Cannabis Landraces & Exotic Germplasm as a Great Source for Resistance Breeding Against Powdery Mild

Tags: Powdery Mildew, Cannabis Pathogen, Breeding, Genetic Resistance, PM1 Gene, PM2 Gene, Cannabis Cultivation

Soren Seifi, PhD, presents "Cannabis Landraces and Exotic Germplasm as a Great Source for Resistance Breeding Against Powdery Mildew" at CannMed 23.

0:00 Intro
0:44 Plant Immune System
9:05 What is Powdery Mildew?
9:15 Life Cycle of Powdery Mildew
12:12 Economic Impact of Powdery Mildew on cannabis production
13:28 Diversity Panel of Different Genotypes
15:09 Evaluation of Exotics and Landrace agronomic traits vs. PM defense response
18:22 CanD genotypes in response to PM Infection
19:06 Backcrossing
19:58 Genotype S - Hypersensitive Response defending the fortress
21:21 Genotype A - Damage to mycelial growth no HR
21:36 Genotype N - A multifaceted defense response
22:11 A Novel Single Dominant Resistance Locus
23:20 Q&A

Cannabis sativa L. (cannabis) indoor cultivation is severely threatened by the ascomycete pathogen Golovinomyces cichoracearum, the causal agent of the powdery mildew (PM) disease. PM can be controlled by different means including the application of approved IPM products, altering cultural conditions and more importantly, breeding for genetic resistance. Conventional breeding activities in the legacy market during the past decades have been mainly focused on higher potency and yield. This trend, coupled with the liberal use of pesticides to control pest and pathogens, has resulted in the loss of disease resistance (R) genes in the genetic pool of the available cannabis cultivars.
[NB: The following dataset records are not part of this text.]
PR #60316, opened 2024-02-08
search: fix hoisting heuristic for nested queries

stefanhengl:
With the recent changes in the client, the client now sends us queries wrapped in parentheses which our hoisting heuristics don't handle well.

There are 2 issues.

1. The leaf parser incorrectly marks some queries as "disambiguated"
2. `Hoist` doesn't deal well with common nested queries such as `(and parameter (or (and parameter pattern ) pattern))`

This PR addresses both issues like follows:

1. We don't mark queries as disambiguated if we encounter a boolean operator inside parenthesis
2. We add a recursion to `Hoist` that deals with the simplest case of `(and parameter expression)`

Note:
This is also fixes a bug we recently documented with a test case, see `job_test.go`

The question is, are we hoisting anything now that we shouldn't but we haven't documented it in tests?

Test plan:
- added new tests to cover the changes

### DIFF
--- a/internal/search/query/parser_test.go
+++ b/internal/search/query/parser_test.go
@@ -343,15 +343,45 @@ func TestParse(t *testing.T) {
 		}
 	}
 
-	// Queries with repo
+	// Queries with top-level parentheses, to mirror what we receive from client
+	autogold.Expect(value{
+		Grammar:   `(or (and "repo:foo" "count:2000" "internal") "src")`,
+		Heuristic: `(and "repo:foo" "count:2000" (or "internal" "src"))`,
+	}).Equal(t, test("(repo:foo count:2000 internal or src)"))
+	autogold.Expect(value{
+		Grammar:   `(and "lang:C++" "type:path" (or (and "repo:foo" "count:2000" "internal") "src"))`,
+		Heuristic: `(and "lang:C++" "type:path" "repo:foo" "count:2000" (or "internal" "src"))`,
+	}).Equal(t, test("(repo:foo count:2000 internal or src) lang:C++ type:path"))
+	autogold.Expect(value{
+		Grammar:   `(or (and "repo:foo" "count:2000" "internal" "limit") "src")`,
+		Heuristic: "Same",
+	}).Equal(t, test("((repo:foo count:2000 internal and limit) or src)"))
+	autogold.Expect(value{
+		Grammar:   `(and "lang:C++" "type:path" (or (and "repo:foo" "count:2000" "internal" "limit") "src"))`,
+		Heuristic: "Same",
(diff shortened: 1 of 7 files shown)


internal/search/query/parser_test.go
```diff
@@ -343,6 +343,68 @@ func TestParse(t *testing.T) {
...
+	}).Equal(t, test("repo:foo count:2000 internal or src"))
+	autogold.Expect(value{
+		Grammar:   `(or (and "repo:foo" "count:2000" "internal") "src")`,
+		Heuristic: "Same",
+	}).Equal(t, test("(repo:foo count:2000 internal) or src"))
+	autogold.Expect(value{
+		Grammar:   `(or (and "repo:foo" "count:2000" (concat "internal" "limit")) "src")`,
+		Heuristic: "Same",
+	}).Equal(t, test("(repo:foo count:2000 internal limit) or src"))
+	autogold.Expect(value{
```
jtibshirani, line 377: Here's an example of a query that was not working using the old heuristic:

```
(repo:foo count:2000 internal and limit) or src
```

We decided that this was ambiguous, because it contains an "and" operator within parentheses. With the new heuristic, we (correctly) leave this alone.

jtibshirani:
> 1. We don't mark queries as disambiguated if we encounter a boolean operator inside parenthesis

This heuristic was a bit too broad, and led to us hoisting too aggressively in some cases.

I updated the heuristic to instead be: a query is ambiguous if and only if there's an `or` expression whose children have parentheses. This covers cases like this, which we don't want to hoist:

```(repo:foo count:2000 internal and limit) or src```

I also tested end-to-end with the new filters panel, and things seem to work correctly.

camdencheek (approved):
Did some local testing, and everything worked as expected. I didn't really give the code a good review because I don't think I can add anything useful here without some deep review of the parsing code. 

One example I still had a question about:


The query `repo:^github\.com/sourcegraph/code-intel-extensions$ (LANG or ID) or camden` is interpreted as `(repo:^github\.com/sourcegraph/code-intel-extensions$ (LANG or ID)) or (camden)`. I _think_ the ideal rule here would be "hoist any nodes that contain no parameters, only patterns and operators". I do not think this is worth blocking this PR on given the looming code freeze, but might be a good followup if you revisit the parser.

jtibshirani:
> repo:^github\.com/sourcegraph/code-intel-extensions$ (LANG or ID) or camden

Indeed this would be nice to fix. However, we had the same unfortunate semantics in 5.2 -- since there are parentheses, we consider the whole query to be "disambiguated" and don't attempt hoisting. So as you mentioned, we'll file it away for later and keep this PR simple.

Landraces and exotic genotypes of cannabis, on the other hand, offer a great source of resistance alleles, particularly for economically important pathogenic fungi like PM. Here we present our latest findings on the interaction of different agronomic traits and PM disease resistance in a diversity panel comprising of more than a hundred of cannabis landraces and exotic genotypes. Our results indicate that genetic resistance to PM is independent of major agronomic traits. Moreover, novel effective resistance mechanisms against PM were identified and studied at the cellular level.